What the task asks.
Could you give the records below again exactly as they stand?

[Data items]
PR #2272, opened 2026-09-13
fix(ai.web): drop phantom ObjectPipe from __all__

Anai-Guo:
### Problem

`packages/ai/src/ai/web/__init__.py` lists `'ObjectPipe'` in `__all__`, but
the name is never imported or defined in the module — in fact `ObjectPipe`
appears nowhere else in the repository.

Because the module defines no module-level `__getattr__`, a wildcard import
fails hard:

```python
>>> from ai.web import *
AttributeError: module 'ai.web' has no attribute 'ObjectPipe'
```

`__all__` is the explicit export contract for `import *`, so every listed
name must resolve.

### Fix

Remove the stray `'ObjectPipe'` entry from `__all__`. No other code
references it; all remaining names are imported above.

## Summary by CodeRabbit

- **Changes**
  - Removed `ObjectPipe` from the package’s publicly exported names. Other exports and behavior remain unchanged.

### DIFF
--- a/packages/ai/src/ai/web/__init__.py
+++ b/packages/ai/src/ai/web/__init__.py
@@ -80,7 +80,6 @@ __all__ = [
     'File',
     'formatException',
     'Header',
-    'ObjectPipe',
     'Query',
     'Request',
     'response',


thegoodengineer:
## Review: #2272 fix(ai.web): drop phantom ObjectPipe from `__all__`

**Verdict: Approve with nits.** The fix is correct and safe. `ObjectPipe` was never defined anywhere, so removing it only turns a crashing `from ai.web import *` into a working one. The one nit is that there's no regression test.

### Metrics

| Metric | Value | Method |
|---|---|---|
| Change size | source +0/-1, tests 0, docs 0, config 0, generated 0 | `gh pr view --json files,additions,deletions` |
| New surface | none (no new symbols, files, or dependencies) | read the diff |
| Test suite | not measured | Importing `ai.web` for real calls `depends()`, which pip-installs requirements, and `ai.web.server` needs the engine env (rocketlib). I ran the targeted repro below instead. |
| Diff coverage | not applicable | the change is a pure deletion, so no new lines need coverage |
| Lint / format | ruff check: passed, ruff format --check: already formatted | `ruff 0.16.7` on `packages/ai/src/ai/web/__init__.py` at the PR head |
| CI | 3 passed (Auto-label, CodeRabbit, discord-notify), 0 failed. `CI` and `check-externals` are `action_required`, so they haven't run yet. | `gh pr checks 2272`, `gh run list --commit fb9d7e3b` |
| Branch freshness | 10 commits behind `develop`, but the file hasn't changed on `develop` since the merge base, so there's no conflict | `git rev-list --count`, `git diff <merge-base> origin/develop -- <file>` |

### Invariants checked

- Secrets: passed (a one-line deletion adds nothing)
- Public contract: passed. `ObjectPipe` isn't bound anywhere in the module and never has been, so `from ai.web import ObjectPipe` already raised `ImportError` before this PR. Nothing that worked before breaks. The module docstring (lines 31-38) doesn't mention it either.
- Data safety: not applicable
- Security boundaries: not applicable
- Verification: passed (no test, lint rule, or check was removed or loosened)
- Repo conventions (AGENTS.md): passed. Conventional commit title, single quotes, ruff clean. No doc update is needed because no public contract changed.
- Import-time behavior of `ai.web`, including the rocketlib fallback on lines 56-69: passed. The change only touches the `__all__` literal.

### Findings

**[low] No regression test guards `ai.web.__all__`**
Location: packages/ai/src/ai/web/__init__.py:71
Claim: No test checks that every name in `__all__` resolves, so a stale entry like this could come back without anyone noticing.
Evidence: `packages/ai/tests` has no test that references `__all__` or does a star import. The bug went unnoticed from the initial commit (81977440, Feb 2026) until now.
Refutation attempted: I looked for an existing lint rule that would catch it. Ruff's F822 (undefined name in `__all__`) passes on the base commit, because ruff skips that rule in `__init__.py` files unless preview mode is on. I confirmed this with ruff 0.16.7: the base file passes with `--select F822`, but the same content saved as `probe.py` fails with `F822 Undefined name 'ObjectPipe'`, and so does `__init__.py` with `--preview`. So nothing catches this today.
Suggested direction: optional. Enabling F822 for `__init__.py` (via preview) would catch it at lint time. Alternatively, a tiny parametrized test that parses each `__init__.py` with `ast` and asserts every `__all__` entry is bound or is a submodule would cover the whole repo without importing engine modules. I ran exactly that scan (see below) and it currently comes back clean, so it would go green right away.

### Refutation log

1. **Is `ObjectPipe` defined or re-exported somewhere I missed?** I ran `git grep ObjectPipe` over the whole tree at `origin/develop`: the only hit is this `__all__` line. At the PR head there are zero hits. `git log -S ObjectPipe` shows it was introduced in the initial commit and never implemented. The module has no `__getattr__` and no star import that could supply it dynamically. The change holds up.
2. **Does anything consume `ai.web.ObjectPipe` by name** (C++ embedding, `getattr`, string lookups, docs)? The repo-wide grep covers every file type, and there are no hits. None of the 40+ `from ai.web import ...` call sites import it. The change holds up.
3. **Does the fix actually fix the star import in both runtime modes?** I executed the real `__init__.py` from both commits with `depends`, `fastapi`, `ai.web.response`, `ai.web.server` and `ai.account` stubbed out (so nothing got installed), then ran `from ai.web import *`:
   ```
   [0d7c1781] engine env : FAIL AttributeError: module 'ai.web' has no attribute 'ObjectPipe'
   [0d7c1781] plain venv : FAIL AttributeError: module 'ai.web' has no attribute 'ObjectPipe'
   [fb9d7e3b] engine env : OK  exported=18 missing=[]
   [fb9d7e3b] plain venv : OK  exported=18 missing=[]
   ```
   "Plain venv" simulates `ai.web.server` raising `ModuleNotFoundError(name='rocketlib')`, so the fallback path is exercised. `WebServer` and `AccountInfo` are then bound to `None`, which still resolves for `__all__`. The change holds up.
4. **Does the same bug exist in other packages** (in which case the fix would be incomplete)? I did an AST scan of all 199 `__init__.py` files under `packages/` and `nodes/` that declare a literal `__all__` and have no dynamic exports. At the PR head, 0 have unresolved entries. As a sanity check, the same check flags `['ObjectPipe']` on the base commit. The change holds up, and this is the only instance.
5. **Could removing a name from `__all__` change anything besides star imports?** `__all__` only affects `import *` and doc tooling. Explicit imports and attribute access don't consult it. The change holds up.
6. **Scope creep / description accuracy:** the diff is exactly the one line described, and the PR body's claims all match what I observed. The change holds up.

### Notes for merge

- `CI` and `check-externals` are waiting on maintainer approval to run for this fork (`action_required`). Nothing blocks on the code side, but those should be approved and pass before merging.

Review ran in an isolated worktree at commit `fb9d7e3bb6221de2ec40769e368a317508b23545`.

@jmaionchi @Rod-Christensen @stepmikhaylov this one looks good to merge once CI is approved and green.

Written answer.
PR #2272, opened 2026-09-13
fix(ai.web): drop phantom ObjectPipe from __all__

Anai-Guo:
### Problem

`packages/ai/src/ai/web/__init__.py` lists `'ObjectPipe'` in `__all__`, but
the name is never imported or defined in the module — in fact `ObjectPipe`
appears nowhere else in the repository.

Because the module defines no module-level `__getattr__`, a wildcard import
fails hard:

```python
>>> from ai.web import *
AttributeError: module 'ai.web' has no attribute 'ObjectPipe'
```

`__all__` is the explicit export contract for `import *`, so every listed
name must resolve.

### Fix

Remove the stray `'ObjectPipe'` entry from `__all__`. No other code
references it; all remaining names are imported above.

## Summary by CodeRabbit

- **Changes**
  - Removed `ObjectPipe` from the package’s publicly exported names. Other exports and behavior remain unchanged.

### DIFF
--- a/packages/ai/src/ai/web/__init__.py
+++ b/packages/ai/src/ai/web/__init__.py
@@ -80,7 +80,6 @@ __all__ = [
     'File',
     'formatException',
     'Header',
-    'ObjectPipe',
     'Query',
     'Request',
     'response',


thegoodengineer:
## Review: #2272 fix(ai.web): drop phantom ObjectPipe from `__all__`

**Verdict: Approve with nits.** The fix is correct and safe. `ObjectPipe` was never defined anywhere, so removing it only turns a crashing `from ai.web import *` into a working one. The one nit is that there's no regression test.

### Metrics

| Metric | Value | Method |
|---|---|---|
| Change size | source +0/-1, tests 0, docs 0, config 0, generated 0 | `gh pr view --json files,additions,deletions` |
| New surface | none (no new symbols, files, or dependencies) | read the diff |
| Test suite | not measured | Importing `ai.web` for real calls `depends()`, which pip-installs requirements, and `ai.web.server` needs the engine env (rocketlib). I ran the targeted repro below instead. |
| Diff coverage | not applicable | the change is a pure deletion, so no new lines need coverage |
| Lint / format | ruff check: passed, ruff format --check: already formatted | `ruff 0.16.7` on `packages/ai/src/ai/web/__init__.py` at the PR head |
| CI | 3 passed (Auto-label, CodeRabbit, discord-notify), 0 failed. `CI` and `check-externals` are `action_required`, so they haven't run yet. | `gh pr checks 2272`, `gh run list --commit fb9d7e3b` |
| Branch freshness | 10 commits behind `develop`, but the file hasn't changed on `develop` since the merge base, so there's no conflict | `git rev-list --count`, `git diff <merge-base> origin/develop -- <file>` |

### Invariants checked

- Secrets: passed (a one-line deletion adds nothing)
- Public contract: passed. `ObjectPipe` isn't bound anywhere in the module and never has been, so `from ai.web import ObjectPipe` already raised `ImportError` before this PR. Nothing that worked before breaks. The module docstring (lines 31-38) doesn't mention it either.
- Data safety: not applicable
- Security boundaries: not applicable
- Verification: passed (no test, lint rule, or check was removed or loosened)
- Repo conventions (AGENTS.md): passed. Conventional commit title, single quotes, ruff clean. No doc update is needed because no public contract changed.
- Import-time behavior of `ai.web`, including the rocketlib fallback on lines 56-69: passed. The change only touches the `__all__` literal.

### Findings

**[low] No regression test guards `ai.web.__all__`**
Location: packages/ai/src/ai/web/__init__.py:71
Claim: No test checks that every name in `__all__` resolves, so a stale entry like this could come back without anyone noticing.
Evidence: `packages/ai/tests` has no test that references `__all__` or does a star import. The bug went unnoticed from the initial commit (81977440, Feb 2026) until now.
Refutation attempted: I looked for an existing lint rule that would catch it. Ruff's F822 (undefined name in `__all__`) passes on the base commit, because ruff skips that rule in `__init__.py` files unless preview mode is on. I confirmed this with ruff 0.16.7: the base file passes with `--select F822`, but the same content saved as `probe.py` fails with `F822 Undefined name 'ObjectPipe'`, and so does `__init__.py` with `--preview`. So nothing catches this today.
Suggested direction: optional. Enabling F822 for `__init__.py` (via preview) would catch it at lint time. Alternatively, a tiny parametrized test that parses each `__init__.py` with `ast` and asserts every `__all__` entry is bound or is a submodule would cover the whole repo without importing engine modules. I ran exactly that scan (see below) and it currently comes back clean, so it would go green right away.

### Refutation log

1. **Is `ObjectPipe` defined or re-exported somewhere I missed?** I ran `git grep ObjectPipe` over the whole tree at `origin/develop`: the only hit is this `__all__` line. At the PR head there are zero hits. `git log -S ObjectPipe` shows it was introduced in the initial commit and never implemented. The module has no `__getattr__` and no star import that could supply it dynamically. The change holds up.
2. **Does anything consume `ai.web.ObjectPipe` by name** (C++ embedding, `getattr`, string lookups, docs)? The repo-wide grep covers every file type, and there are no hits. None of the 40+ `from ai.web import ...` call sites import it. The change holds up.
3. **Does the fix actually fix the star import in both runtime modes?** I executed the real `__init__.py` from both commits with `depends`, `fastapi`, `ai.web.response`, `ai.web.server` and `ai.account` stubbed out (so nothing got installed), then ran `from ai.web import *`:
   ```
   [0d7c1781] engine env : FAIL AttributeError: module 'ai.web' has no attribute 'ObjectPipe'
   [0d7c1781] plain venv : FAIL AttributeError: module 'ai.web' has no attribute 'ObjectPipe'
   [fb9d7e3b] engine env : OK  exported=18 missing=[]
   [fb9d7e3b] plain venv : OK  exported=18 missing=[]
   ```
   "Plain venv" simulates `ai.web.server` raising `ModuleNotFoundError(name='rocketlib')`, so the fallback path is exercised. `WebServer` and `AccountInfo` are then bound to `None`, which still resolves for `__all__`. The change holds up.
4. **Does the same bug exist in other packages** (in which case the fix would be incomplete)? I did an AST scan of all 199 `__init__.py` files under `packages/` and `nodes/` that declare a literal `__all__` and have no dynamic exports. At the PR head, 0 have unresolved entries. As a sanity check, the same check flags `['ObjectPipe']` on the base commit. The change holds up, and this is the only instance.
5. **Could removing a name from `__all__` change anything besides star imports?** `__all__` only affects `import *` and doc tooling. Explicit imports and attribute access don't consult it. The change holds up.
6. **Scope creep / description accuracy:** the diff is exactly the one line described, and the PR body's claims all match what I observed. The change holds up.

### Notes for merge

- `CI` and `check-externals` are waiting on maintainer approval to run for this fork (`action_required`). Nothing blocks on the code side, but those should be approved and pass before merging.

Review ran in an isolated worktree at commit `fb9d7e3bb6221de2ec40769e368a317508b23545`.

@jmaionchi @Rod-Christensen @stepmikhaylov this one looks good to merge once CI is approved and green.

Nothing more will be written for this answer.